PR #399, opened 2022-05-27
Don't tarpit localhost connections

hg:
The reason Windows tests were hanging was pretty obvious in retrospect — since control connections use TCP there, connection limits apply to them, so they were getting tarpitted.

We could disable tarpit for tests, but I'm pretty sure this is also useful on end-user machines since it's really easy to get blocked by calling tincctl a dozen times in a row fromt a script.


gsliepen:
D'oh!

Issue #397, opened 2022-05-25
Add backwards compatibility tests


gsliepen:
We should ensure 1.1 is backwards compatible with 1.0, and it might also be prudent to check if the latest commit in the 1.1 branch is compatible with the latest 1.1pre* release, so we can avoid surprises.

This should be done in the CI infrastructure. I don't think it's necessary to test this on all platforms, just one Linux platform.

PR #400, opened 2022-05-28
Add compatibility checks to CI (old tinc & muon)

hg:
## old tinc

re #397

Any idea what other useful checks can be added that do not require reimplementing a second test suite?

## muon

Ensures we have some level of compatibility with [muon][muon] to have tinc buildable on systems with only a C compiler.

Unit tests won't run since it [doesn't consider][check] `SIGABRT` to be a 'proper' way of terminating a `must_fail` test.

Integration tests don't work for obvious reasons.

[muon]: https://git.sr.ht/~lattis/muon
[check]: https://git.sr.ht/~lattis/muon/tree/master/item/src/platform/run_cmd.c#L158-163


INSTALL.md
```diff
@@ -1,14 +1,27 @@
...
 
+## Required
+
 Before you can start compiling tinc from a fresh git clone, you have
 to install the very latest versions of the following packages:
 
-- `meson`
-- `ninja`
+- `meson` or `muon` (read below)
+- `ninja` or `samurai`
```
gsliepen, line 9: Maybe we should also test building with samurai?

INSTALL.md
```diff
@@ -1,14 +1,27 @@
...
 - `pkgconf` or `pkg-config`
 - `GCC` or `Clang` (any version with C11 support, although older versions might work)
 - `OpenSSL`\* (1.1.0+) or `LibreSSL` or `libgcrypt` (not needed if legacy protocol is disabled)
 
+### No Python?
+
+If you're on a constrained system that doesn't have (or cannot run) Python, you can try building tinc with [muon][muon],
+which is a pure C reimplementation of the same idea.
+Please note that `meson` is considered to be the main way of building tinc, and `muon` is supported on a best-effort basis.
+Some optional features or tests might not work.
```
gsliepen, line 19: I don't think we have any features in tinc itself that wouldn't work when building with muon. The only issue is the test suite.

gsliepen (changes requested):
For me it fails to build with muon due to this error:
```
[...]
warn dependency lzo2 not found
info found library 'lzo2' at '/usr/lib/x86_64-linux-gnu/liblzo2.so'
/home/guus/scratch/tinc-1.1/src/meson.build:325:16: error method external_library.type_name() not found
325 |     if dep_lzo.type_name() == 'internal' or cc.has_header('lzo/lzo1x.h', dependencies: dep_lzo)
                     ^
/home/guus/scratch/tinc-1.1/meson.build:148:1: error in function subdir()
148 | subdir('src')
      ^
```

INSTALL.md
hg: It's already used on alpine (where it's aliased to ninja), but I'll add to to the muon job anyway.

gsliepen:
> For me it fails to build with muon

Ah, I did not have libpkgconf-dev installed when building muon. With that in place, it works fine.

hg:
> Ah, I did not have libpkgconf-dev installed when building muon. With that in place, it works fine.

I guess wrapped lzo will not be available until `type_name()` is implemented in muon.

It was actually the reason for that clause about "optional features" not working.

IIRC `cc.has_header()` doesn't look up headers in subprojects, so that clause cannot be removed if we want to have best experience for meson users.

---


samurai embedding seems buggy. The `.so` is not installed automatically, you have to copy it and then do some ld configuration, and even after that it failed on my machine with weird errors.

It also requires ninja or samurai to be available, which kind of defeats the point.

So we build samurai from source, too.

.ci/compat/run.sh
```diff
@@ -0,0 +1,251 @@
...
+  set Port 30002
+  set Interface tinc10
+  set Subnet ${addr[tinc10]}
+  set Address localhost
+  set Compression 10
+  set LogLevel 5
+EOF
+
+# Remove EC public key or newer nodes will complain about protocol downgrade
+sed -i 's#^Ed25519PublicKey##' $etc/tinc10/hosts/tinc10
```
gsliepen, line 190: You could just add `del Ed25519PublicKey` to the commands you pass to the CLI. But more importantly, it might be better to initialize an 1.0 node the 1.0 way, by creating a `tinc.conf` and `hosts/tinc10` file with everything but the key, and then run `tincd -c $etc/tinc10 -K` to generate the key.

.ci/muon/run.sh
```diff
@@ -0,0 +1,58 @@
...
+make install
+popd
+
+header 'Fetch and build muon'
+
+git clone --depth=1 $git_muon ~/muon
+pushd ~/muon
+./bootstrap.sh build
+./build/muon setup build
+samu -C build
```
gsliepen, line 38: Ah but if samu is built in to muon, you need to do this:
```
./build/muon -C build samu
```
No need to build and install samurai separately this way.

.ci/compat/run.sh
hg: The thought was to check that newer CLIs can create something that works even with old servers, but this makes more sense. Replaced.

.ci/muon/run.sh
hg: I think the current approach is not only simpler, but also more realistic.

You need ninja or samurai to build muon, so there's the chicken and egg problem.

And I had several issues with using samurai through muon:

1. `samu.so` isn't installed automatically, so you have to copy it manually and use `LD_LIBRARY_PATH` or add `/usr/local/lib` to dynamic linker lookup paths
1. then it failed to recompile a build directory which both the original separate samu and ninja worked fine with both before and after (just errors out with an ok message, but non-zero exit code).

The first one could probably be solved by static linking, but we run into more issues since `libcurl-dev` doesn't support it (and it's necessary to fetch wraps).

The second is more problematic. I'll see if it's reproducible, and report to upstream if it is.

I was very impressed with muon as a whole, but this particular feature leaves a taste of WIP.

gsliepen: Ok, let's keep it like this then. I also think muon is already pretty decent; we don't have a trivial meson setup and it handles almost everything fine.

eli-schwartz: The embedded samu is considered rather experimental and hacky by the muon author, that being said, it should be getting built as a static library and statically linked into muon itself -- the samu subproject defines `default_options: ['default_library=static']`. So there should be no .so to install.

eli-schwartz: Anyway, having a standalone samu is not unreasonable... :D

Instructions to follow:
Repeat only the tail of the entries, exactly: the line containing "I was very impressed" and every line after it, to the end.

Task solution:
I was very impressed with muon as a whole, but this particular feature leaves a taste of WIP.

gsliepen: Ok, let's keep it like this then. I also think muon is already pretty decent; we don't have a trivial meson setup and it handles almost everything fine.

eli-schwartz: The embedded samu is considered rather experimental and hacky by the muon author, that being said, it should be getting built as a static library and statically linked into muon itself -- the samu subproject defines `default_options: ['default_library=static']`. So there should be no .so to install.

eli-schwartz: Anyway, having a standalone samu is not unreasonable... :D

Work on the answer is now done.